Por Juan María Segura


‘Si conseguimos combinar una red de seguridad económica universal con comunidades fuertes y la búsqueda de una vida plena, perder nuestros puestos de trabajo frente a los algoritmos podría ser en verdad una bendición’, sentencia Harari. Pero continúa, ‘Sin embargo, perder el control de nuestra existencia es una situación hipotética mucho más temible. A pesar del peligro del desempleo masivo, aquello que debería preocuparnos mucho más es el paso de la autoridad de los humanos a la de los algoritmos, lo que podría acabar con la poca fe que queda en el relato liberal y abrir el camino a la aparición de dictaduras digitales’.

La obra 21 lecciones para el siglo XXI, del reconocido historiador israelí, plantea con equilibrio el verdadero dilema del futuro del trabajo. Si el ser humano será capaz de sostener una función, actividad, retribución económica, y sentimiento de dignidad y satisfacción en un mundo en donde una red integrada de ordenadores y algoritmos con capacidad de actualización instantánea estará en condiciones de reemplazar nuestra tarea cognitiva y motriz sin miramientos y de una forma mucho más eficaz. La preocupación del autor no es tanto si el ser humano quedará masivamente desempleado, sino si un día amanecerá masivamente vacío de sentido de existencia. No le preocupa que se nos libere tiempo, sino que se nos apague el motor. 

En el apartado sobre trabajo, el autor toma distancia de las proyecciones tremendistas que auguran un mundo sin trabajo, indicando, solo a modo de ejemplo, la crisis de falta de personal que una organización de los Estados Unidos debía enfrentar para operar todos sus vehículos autocomandados. Es que operar un dron a distancia puede demandar hasta treinta personas, y procesar, analizar e interpretar la información relevada otras ochenta. Si, leyó bien, treinta más ochenta personas por un solo dron. Ahora, imagine al mundo entero reemplazando su tediosa, costosa y peligrosa red de distribución actual de mercadería por un sistema de drones, y aceptará que se necesitará mucha, mucha gente. Y no imagine las extravagancias de Amazon (que, en el tiempo, terminan casi siempre siendo más reales que extravagantes…), sino cómo le llegará a usted la pizza a su casa. Ese dron, que reemplazará la peligrosidad e inconveniencia del trabajo de un joven sobrecargado y mal pago recorriendo a toda velocidad calles mal señalizadas en una motocicleta sin luces hasta altas horas de la madrugada, deberá ser fiable, deberá poder comunicar una posición geoespacial y un recorrido, deberá transmitir la temperatura del recipiente que aloja la mercadería, deberá ser comandado a distancia de ida y de vuelta, deberá estar mantenido.
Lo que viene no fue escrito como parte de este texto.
PR #36134, opened 2023-06-16
GH-36133: [C#] Support Set on the `BinaryArray` Builder

### LINKED ISSUE #36133: [C#][Arrow] Implement Set on the BinaryArray Builder

Implement the Set method on the Binary and String Array builders to maintain consistency with other Array Builders which support the Set method.

### Component(s)

C#

jeremyosterhoudt:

Trabajo no va a faltar, eso es seguro. La pregunta del millón es cómo hacer que un obrero textil, el cajero de un supermercado o un vendedor de autos recién desempleados sean reconvertidos en operadores de drones o analistas de datos. Y, si ellos no lo logran, que al menos sus hijos sí lo hagan. ¡Ese es el intríngulis! Quién hará qué es la cuestión, no si habrá qués para hacer, ¿se entiende? El mundo será una acertijo complejo y fascinante de millones de qués novedosos. ¿Cómo los abordamos? ¿Cómo los usamos en favor de la raza humana, a escala planetaria?

Harari, como tantos otros pensadores, trae la educación al centro de la escena. ‘¿Cómo prepararnos y preparar a nuestros hijos para un mundo de transformaciones sin precedentes y de incertidumbres radicales? Un recién nacido ahora tendrá treinta y tantos años en 2050. Si todo va bien, ese bebé todavía estará vivo hacia 2100, e incluso podría ser un ciudadano activo en el siglo XXII. ¿Qué hemos de enseñarle a ese niño o esa niña que le ayude a sobrevivir y a prosperar en el mundo de 2050 o del siglo XXII? ¿Qué tipo de habilidades necesitará para conseguir trabajo, comprender lo que ocurre a su alrededor y orientarse en el laberinto de la vida?’. Y sentencia que ‘muchas de las cosas que los chicos aprendan hoy, serán irrelevantes para 2050’.

Con sistemas educativos que mayoritariamente siguen organizados pedagógicamente alrededor del aprendizajes memorísticos de contenidos disciplinares, el autor afirma que ‘lo último que un profesor tiene que proporcionar a sus alumnos es más información. Ya tienen demasiada. En cambio, la gente necesita la capacidad de dar sentido a la información, de señalar la diferencia entre lo que es y no es importante y, por encima de todo, de combinar muchos bits de información en una imagen general del mundo’. Para ello, continúa, ‘lo más importante de todo será la capacidad de habérselas con el cambio, de aprender nuevas cosas y de mantener el equilibrio mental en situaciones con las que no estemos familiarizados. Para estar a la altura del mundo de 2050, necesitaremos no solo inventar nuevas ideas y productos: sobre todo necesitaremos reinventarnos una y otra vez’.

Aun cuándo comencemos el análisis del futuro del trabajo hablando de la sofisticación de drones, robots y redes de ordenadores que aprenden solas, finalizamos exigiendo al sistema educativo algo muy sencillo: que se mantenga leal a la idea del aprendizaje. Que aprender sea una condición y disposición del ser humano, y que como tal sea refinada, entrenada y fortalecida desde la experiencia escolar hacia el futuro, y no que sea solo una obligación de un momento particular de la vida, organizada instrumentalmente alrededor de algunos contenidos, arbitrariamente seleccionados por otros que no nos conocen.

Así como la obra de Harari nos fuerza a dialogar con la esencia de nuestra raza, con todas sus complejidades e inconsistencias, la dinámica de transformación actual del mundo fuerza al sistema educativo a reencontrarse con uno de sus mandatos fundantes, tal vez el más descuidado, que es el compromiso con el aprendizaje. Pero no aquel que nos haga empleables en tal o cual industria, el que nos lleve de las fábricas a los drones, sino el que nos haga entusiastas con la idea de comprender. ‘La ausencia relativa en las escuelas de una preocupación por la comprensión profunda es un reflejo del hecho de que, para la mayoría de ellas, la meta de suscitar este tipo de comprensión no ha constituido una primera prioridad’, sentenció Gardner hace algunos años. Debemos recuperar ese mandato, y volverlo una meta concreta. Solo así lograremos que las ideas de la adaptabilidad y de la estabilidad emocional sean signos vitales de una raza humana que encuentra entusiasmo en esta nueva fase creativa de la humanidad.